Towards Zero Trust Network Security via Programmable Data Planes

Abstract

Traditional enterprise security relies on network perimeters to define and enforce network security policies while granting ambient trust to entities within these perimeters. Zero Trust architecture eliminates this ambient trust and requires consistent verification of every access request with the least privileges granted. However, existing network-level and host-level defenses operate in isolation, limiting their ability to correlate inter-host and intra-host activities and thereby detect or contain sophisticated, cross-host attacks. In this dissertation, we present a unified approach for enforcing end-to-end security decisions across hosts and the network by leveraging programmable data planes to realize in-network Zero Trust security. Our approach transforms the existing network infrastructure into an active protection backbone capable of preventing sophisticated attacks in real time without requiring significant changes to existing infrastructures.

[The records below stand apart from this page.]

PR #4341, opened 2026-08-20
🔒 fix(security): keep the MITM CA private key out of agent-writable /data

Danathar:
Split out of #3895 at @clubanderson's request, carrying **only** the CA-key half.
The `SETUID`/`SETGID` capability drop is deliberately not here — #3895 stays held
for that discussion.

## The problem, still present on `v4`

`src/pkg/proxy/github_proxy.go:136`

```go
caKeyPath  = "/data/proxy-ca-key.pem"
```

`/data` is the shared, agent-writable workspace namespace. `0600` on a file
sitting directly under it is not sufficient: an agent can replace the path, or
race the proxy to it, before the proxy opens it. The MITM CA private key is the
credential that forges every TLS certificate the agents trust, so it is the one
file in the image that most needs to be outside that namespace.

## What this does

- **Moves the key to `/data/.hive/proxy-ca-key.pem`**, in a `0700` directory that
  is created and `chmod`ed *before* the key is written. The certificate stays at
  `/data/proxy-ca.pem` — agents have to be able to read and trust that.
- **Does not migrate a legacy key.** If `/data/proxy-ca-key.pem` exists, the
  entrypoint discards it *and* the certificate so the proxy generates a fresh CA
  pair on that boot. A key that sat in the exposed location may already have been
  copied by an agent; migrating it would keep a possibly-compromised key trusted,
  which is the failure this change exists to prevent.
- **Rejects symlinks** at either path rather than following them, so the proxy
  cannot be redirected to an attacker-controlled file.

## Scope

Four files, and nothing from the capability half:

| file | |
| --- | --- |
| `src/pkg/proxy/github_proxy.go` | path + directory/permission enforcement |
| `src/pkg/proxy/github_proxy_coverage_test.go` | asserts `0700` on the directory, `0600` on the key |
| `src/deploy/entrypoint.sh` | the migration/discard/symlink handling |
| `src/docs/security-model.md` | one added bullet describing the key's location |

`security-model.md` in #3895 also changed the `su-exec` and hosted-fleet bullets;
both of those describe capability-drop behavior, so only the new CA-key bullet is
taken here.

## Verification

- `go build ./...` clean, `go vet ./pkg/proxy/` clean, `go test ./pkg/proxy/` passes.
- Applied cleanly to current `v4` (`9a7e745f`) — no conflicts from the #3895 gap.
- The one `shellcheck` warning in `entrypoint.sh` (SC2043, line 413) is
  pre-existing on clean `v4` and untouched here.

Refs #3895.

### DIFF
--- a/src/deploy/entrypoint.sh
+++ b/src/deploy/entrypoint.sh
@@ -333,6 +333,26 @@ if [ "$(id -u)" = "0" ]; then
   chown dev:node /home/dev 2>/dev/null || true
   chown dev:node /etc/hive/hive.yaml 2>/dev/null || true
 
+  # Keep the MITM CA private key out of /data's agent-writable namespace.
+  # /data contains shared agent state and may be group-writable on PVCs. The
+  # certificate remains at /data/proxy-ca.pem because agents need to trust it,
+  # but the private key lives below an owner-only directory. If the legacy key
+  # is present, discard the old CA pair so a key that may already have been
+  # copied by an agent can never remain trusted. Reject symlinks so the proxy
+  # cannot be redirected to an attacker-controlled path.
+  mkdir -p /data/.hive && chown dev:node /data/.hive 2>/dev/null || true
+  chmod 700 /data/.hive 2>/dev/null || true
+  if [ -L /data/.hive/proxy-ca-key.pem ]; then
+    rm -f -- /data/.hive/proxy-ca-key.pem 2>/dev/null || true
+  fi
+  if [ -L /data/proxy-ca-key.pem ] || [ -f /data/proxy-ca-key.pem ]; then
+    # A key that was exposed in the old location may already have been copied
+    # by an agent. Do not migrate it: discard the old key and certificate so
+    # the proxy creates a fresh CA pair on this boot.
+    rm -f -- /data/proxy-ca-key.pem /data/proxy-ca.pem /data/proxy-ca-bundle.pem 2>/dev/null || true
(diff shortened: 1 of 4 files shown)


clubanderson:
Reviewed — this is exactly the good half of #3895, cleanly split.

**Verified:**
- Key relocated to `/data/.hive/proxy-ca-key.pem`: directory is `MkdirAll`+`Chmod` 0700 *before* the 0600 key write, and the entrypoint root block re-asserts `chown dev:node` + `chmod 700` on every boot. Agents (UID 2001+) can no longer read or replace the MITM CA key. Symlinks at both paths are rejected/removed.
- **Migration safety**: a legacy `/data/proxy-ca-key.pem` discards the whole CA pair (key + cert + bundle) rather than migrating a possibly-copied key — correct call. This lands the pod on the fresh-PVC boot path, which is already race-free: the Go token-mint client lazily reloads `/data/proxy-ca.pem` and the entrypoint bundle block is explicitly correct whether or not the CA exists yet. Running fleets upgrade safely.
- **No capability changes**: confirmed nothing from the rejected SETUID/SETGID bounding-set half of #3895 is smuggled in; the security-model.md edit is only the new CA-key bullet.
- `go build`/`go vet`/`go test ./pkg/proxy/` pass locally at 165697f; shellcheck on `entrypoint.sh` is identical to base v4 (no new findings). CI fully green.

/lgtm
/approve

To achieve our goal, we first design P4Control, an in-network information flow control mechanism that prevents cross-host attacks at line rate. P4Control leverages programmable switches and eBPF to correlate intra-host and inter-host activities to detect attackers that aim to laterally move in the network to evade existing defenses. Second, we leverage such hardware-software co-design to enable in-network fine-grained continuous authentication to grant network access to authorized processes. For this, we design NetCap, a novel continuous authentication scheme to validate every network access request and prevent attackers from stealing access tokens to gain unauthorized access to protected resources. Third, we present an identity-aware, fine-grained microsegmentation defense, called NetZone, that enforces least-privilege access on a per-user, process-level basis. The defense creates a custom access scope for each user, restricting their visibility to only resources authorized by their identity policies. These access scopes are bound to user processes and persist across hosts with user movement, ensuring consistent enforcement regardless of network location. Our dissertation paves the way for enforcing end-to-end security across hosts and networks, realizing the core principles of Zero Trust through programmable data planes to prevent various sophisticated attacks at line-rate network performance.